## Exercise goal
Take the data below. Output it exactly from its first line through the line containing "However, when used".

__________

PR #658, opened 2019-01-25
Support all blobstorage settings

### LINKED ISSUE #643: custom domain for azure

nitely:
fixes #643

Changes:

- Add support for all blostorage settings
- Update docs

> AZURE_CUSTOM_DOMAIN is important to fetch azurite from a linked container

### DIFF
--- a/docs/backends/azure.rst
+++ b/docs/backends/azure.rst
@@ -76,8 +76,6 @@ Set the default storage (i.e: for media files) and the static storage
 
 The following settings are available:
 
-    is_emulated = setting('AZURE_EMULATED_MODE', False)
-
 ``AZURE_ACCOUNT_NAME``
 
     This setting is the Windows Azure Storage Account name, which in many cases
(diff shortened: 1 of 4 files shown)


TheArtOfPour:
Great changes! Can you explain how to configure the CDN url with these new variables?

nitely:
Yeah, use the custom_domain setting for that. Here are the docs https://docs.microsoft.com/en-us/azure/storage/blobs/storage-custom-domain-name

malderete:
We should merge this PR. It improves the integration with Azure library's service.

jschneier:
Hi this looks okay. My only question is about the required azure library bump, are there breaking changes from 3 to 4?

nitely:
> My only question is about the required azure library bump, are there breaking changes from 3 to 4?

I double checked, all settings are there[0], so the version bump is not required. I temporarily pinned the version and all tests pass as well.

Not sure why I bumped them, maybe the changes did not in `CloudStorageAccount` or I had an old azure version :man_shrugging: 

[0] https://github.com/Azure/azure-storage-python/blob/v1.3.1-blob/azure-storage-blob/azure/storage/blob/blockblobservice.py#L96

davidfischer:
Firstly, this is great work.

I'm having some trouble getting this to work with an Azure CDN setup as opposed to a blob service custom domain. From what I can tell when I turned up debugging, it looks like the custom domain is used as an API endpoint.

However, when used with Azure CDN, the custom domain resolves to `BUCKETNAME.azureedge.net.` rather than `BUCKETNAME.blob.core.windows.net` and then the API calls seem to fail.

Am I misunderstanding what the `custom_domain` setting is supposed to do? Should it work with a CDN setup?

nitely:
Interesting. No, it won't work, because as you said, it will try to upload the file to the custom domain (cdn) and fail. I think we should add two internal services, one to generate the URLs using the custom_domain (cdn) and another one to upload/download through blob.core. I've to try whether that plays nice with the endpoint_suffix, though. I'll try it tomorrow and ping you so you can try it as well @davidfischer

nitely:
I made some changes and this has worked for me:

* create a new file
* read the new file
* access the new file with through CDN (using the `file.url` property)

Can you give this a try @davidfischer

davidfischer:
The changes worked for me. I tried:

- listing directories
- testing whether files exist
- getting the URL of a file (using `storage.url('path/to/file')`) - the custom domain was used in this case

Maxyme:
Hi, what is the progress on this? This is really useful for using Azurite inside of docker-compose and setting the AZURE_CUSTOM_DOMAIN to point to that container.
Thank you for this PR.

akshaybabloo:
Any update on this?

nitely:
It's up to @jschneier to merge it. I'm guessing he's waiting for the next minor (v1.8) release. We have been using this for a few months now and it has worked well so far.

jschneier:
Ugh I screwed up resolving the conflict in the GUI and now am not sure how to undo it.

jschneier:
Moved this to #750. Sorry for that and thanks again @nitely. Would you be interested in helping to maintain the Azure backend?

Issue #606, opened 2018-09-24
Error upload file. Use zappa+ lambda + s3 + django2 + RDS. 


davidllauce:
**When I save in local it keeps me well in S3 but when it is running with lamda I get the following error.**
`
Request Method: | POST
-- | --
https://s5h4s4t98f.execute-api.us-west-2.amazonaws.com/dev/admin/publicidad/publicidad/add/
2.1.1
ClientError
An error occurred (InvalidToken) when calling the PutObject operation: The provided token is malformed or otherwise invalid.
/var/runtime/botocore/client.py in _make_api_call, line 612
/var/lang/bin/python3.6
3.6.1
['/var/task',  '/var/runtime/awslambda',  '/var/runtime',  '/var/lang/lib/python36.zip',  '/var/lang/lib/python3.6',  '/var/lang/lib/python3.6/lib-dynload',  '/var/lang/lib/python3.6/site-packages',  '/var/task/setuptools-39.1.0-py3.6.egg',  '/var/task']
Lun, 24 Sep 2018 00:27:27 -0500

`

mongkok:
Try to downgrade the installed version, it works for me.

```sh
pip install django-storages==1.6.6
```

jschneier:
How can I reproduce the issue?

dpretty:
I suppose the solution needs to be a django setting e.g. `AWS_SECURITY_TOKEN_IGNORE_ENVIRONMENT` which, when set to `True` won't try and load the security token / session token from environment variables?

While AWS Lambda also populates the environment with `AWS_ACCESS_KEY_ID` and `AWS_SECRET_ACCESS_KEY`, django-storages allows these to be overridden in django settings. My setup generally has these loaded from the environment, but with a different variable name (e.g. `AWS_APP_ACCESS_KEY_ID`). However, it doesn't feel right setting `AWS_SESSION_TOKEN` or `AWS_SECURITY_TOKEN` in django settings as these will change over time, so probably we should provide a django setting which instead allows the behaviour of loading the security token from the environment to be overridden.

jschneier:
Thanks for the investigation. I’m trying to figure out the cleanest way for this to work for everyone. My use case is obviously different but it’s clear that there are a lot of different way this can be setup. As an initial step I am leaning towards partially reverting b13efd92b3bf3e9967b8e7819224bfcf9. Would you be willing to write up some docs for some ways to configure access?

[...]

PR #665, opened 2019-02-08
small change for better extending the S3BotoStorage class

thesunlover:
relates to #606 
This one will allow to extend the base class and configure how the credentials are stored/managed/refreshed.
Useful in case of Django deployed on AWS Lambda (15 min live) when using Zappa as a deploy tool. Zappa is configured to use aws-role for the update/deploy actions.
And AWS roles rotate their security credentials each 1h to 12hours, depending on the configured values.

check comments 
https://github.com/jschneier/django-storages/issues/606#issuecomment-461762380
https://github.com/jschneier/django-storages/issues/606#issuecomment-461774432

### DIFF
--- a/AUTHORS
+++ b/AUTHORS
@@ -36,6 +36,7 @@ By order of apparition, thanks:
     * Alex Watt (Google Cloud Storage patch)
     * Jumpei Yoshimura (S3 docs)
     * Jon Dufresne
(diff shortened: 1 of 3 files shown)


jschneier:
You can already override those exact methods and it should work I think?

PR #670, opened 2019-02-18
Adds more of the supported libcloud driver init params to the provider settings dict

richardARPANET:
Previously the provider settings would not allow for these params and so django-storages could not function against a locally running server.

Here are the params in libcloud https://github.com/apache/libcloud/blob/bc097ffe5b04990e0ca302231388ee7d5d6fe911/libcloud/common/base.py#L902

---

I'm actually not a fan of this implementation as it couples django-storages more to the current implementation of libcloud. But am unsure of other effects which could occur from just passing all additional params from provider django settings dict into the `Driver()` init, as I'm new to this codebase.


richardARPANET:
@jschneier Any chance you could take a look at this PR?

richardARPANET:
Is this project no longer being maintained?

jschneier:
I’m transitioning to a new role starting in mid-April. I’m going to try and get this library to good place and then hand over the reins. Sorry for the delay here.

PR #671, opened 2019-02-20
Fix Azure name cleanup

### LINKED ISSUE #609: Azure backend strips some non-alphabetic characters from the file name
https://github.com/jschneier/django-storages/blame/master/storages/backends/azure_storage.py#L109

Is there any reason for stripping characters other than:
* `a`-`z` `A`-`Z` `0`-`9`
* `_`
* `-`
* `.`
* `/`

?

As much as I learn from the comment, url-escaping will do for special characters that occur inbetween .

nitely:
fixes #609

Changes:

* remove stripping special characters from file name
* escape URL reserved and unsafe characters on `url` method

Notes:

* This is consistent with the other storages
* Django does the same name cleaning as the previous code, anyway
* Django name cleaning can be bypassed by overriding `get_valid_name` or calling `default_storage.save` directly. This was not possible with the old code
* Since this is a superset of what was previously allowed, it's a minor breaking change
* Files uploaded with the previous code will still work

### DIFF
--- a/storages/backends/azure_storage.py
+++ b/storages/backends/azure_storage.py
@@ -1,7 +1,6 @@
 from __future__ import unicode_literals
 
 import mimetypes
-import re
 from datetime import datetime, timedelta
 from tempfile import SpooledTemporaryFile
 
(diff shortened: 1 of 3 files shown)


jschneier:
@nitely is this still necessary with your other branch now merged?

nitely:
Yes, this removes some silly restrictions in file names. I made anew PR with all conflicts resolved #752

PR #676, opened 2019-03-02
Allow S3Transfer config to be customised

michalc:
A typical use for this would be to control number of threads, or even disabling threads. For example, some transfers are unlikely to be faster than the transfer to/from S3, and so triggering threads is unlikely to be helpful.

The setting AWS_S3_TRANSFER_CONFIG is used twice so that S3Boto3Storage and S3Boto3StorageFile, which can be used directly in client code, can both be customised.


jschneier:
Superseded by #1280. I guess 4 years later is better than never...

Issue #680, opened 2019-03-06
Azure backend pulls broad and outdated dependencies


tiloc:
I am struggling getting the Azure backend to work with my other code, due to its dependencies. It pulls in the "azure" package, which is a wrapper to pull in a wide range of Azure SDKs. It hasn't been updated in quite a bit and thus conflicts with some of my code which has newer Azure SDK dependencies. It also pulls in much more than seems to be needed for the storage backend.
Could this be limited to use the "azure-common" package instead? Aside from "azure-storage-blob" this seems to be the only dependency which is really required.

PR #681, opened 2019-03-06
Limit and update required Azure packages

tiloc:
Limit and update required Azure packages. See issue #680

### DIFF
--- a/setup.py
+++ b/setup.py
@@ -15,7 +15,7 @@ setup(
     python_requires=">=2.7, !=3.0.*, !=3.1.*, !=3.2.*, !=3.3.*",
     install_requires=['Django>=1.11'],
     extras_require={
-        'azure': ['azure>=3.0.0', 'azure-storage-blob>=1.3.1'],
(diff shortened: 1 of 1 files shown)


dazzag24:
+1 for this.  Requiring the base azure package pulls in far too many azure sub modules that are not needed. This is making our CI tests slower than they need to be.
Thanks

setup.py
```diff
@@ -15,7 +15,7 @@ def read(filename):
     python_requires=">=2.7, !=3.0.*, !=3.1.*, !=3.2.*, !=3.3.*",
     install_requires=['Django>=1.11'],
     extras_require={
-        'azure': ['azure>=3.0.0', 'azure-storage-blob>=1.3.1'],
+        'azure': ['azure-common', 'azure-storage-blob>=1.3.1'],
```
nitely: `azure-common` should be removed. `azure-storage-blob` already depends on it (so it will install it)

akshaybabloo: True

jschneier: I took this into consideration in #684

PR #1336, opened 2023-11-08
Fix `AWS_S3_*` environment variables lookup

### LINKED ISSUE #1335: `AWS_S3_*` environment variables are ignored
It is a regression probably from 705bdb7300642f0c42d823e4e35eb20356579389 in v1.14.

Now these variables are loaded only from Django settings, not from env.

https://github.com/jschneier/django-storages/blob/d0dce62a8a35bd4c75f77d389781424d4f705c07/storages/backends/s3.py#L355-L358

https://django-storages.readthedocs.io/en/latest/backends/amazon-S3.html#authentication-settings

__________

## Result of this exercise
PR #658, opened 2019-01-25
Support all blobstorage settings

### LINKED ISSUE #643: custom domain for azure

nitely:
fixes #643

Changes:

- Add support for all blostorage settings
- Update docs

> AZURE_CUSTOM_DOMAIN is important to fetch azurite from a linked container

### DIFF
--- a/docs/backends/azure.rst
+++ b/docs/backends/azure.rst
@@ -76,8 +76,6 @@ Set the default storage (i.e: for media files) and the static storage
 
 The following settings are available:
 
-    is_emulated = setting('AZURE_EMULATED_MODE', False)
-
 ``AZURE_ACCOUNT_NAME``
 
     This setting is the Windows Azure Storage Account name, which in many cases
(diff shortened: 1 of 4 files shown)


TheArtOfPour:
Great changes! Can you explain how to configure the CDN url with these new variables?

nitely:
Yeah, use the custom_domain setting for that. Here are the docs https://docs.microsoft.com/en-us/azure/storage/blobs/storage-custom-domain-name

malderete:
We should merge this PR. It improves the integration with Azure library's service.

jschneier:
Hi this looks okay. My only question is about the required azure library bump, are there breaking changes from 3 to 4?

nitely:
> My only question is about the required azure library bump, are there breaking changes from 3 to 4?

I double checked, all settings are there[0], so the version bump is not required. I temporarily pinned the version and all tests pass as well.

Not sure why I bumped them, maybe the changes did not in `CloudStorageAccount` or I had an old azure version :man_shrugging: 

[0] https://github.com/Azure/azure-storage-python/blob/v1.3.1-blob/azure-storage-blob/azure/storage/blob/blockblobservice.py#L96

davidfischer:
Firstly, this is great work.

I'm having some trouble getting this to work with an Azure CDN setup as opposed to a blob service custom domain. From what I can tell when I turned up debugging, it looks like the custom domain is used as an API endpoint.

However, when used with Azure CDN, the custom domain resolves to `BUCKETNAME.azureedge.net.` rather than `BUCKETNAME.blob.core.windows.net` and then the API calls seem to fail.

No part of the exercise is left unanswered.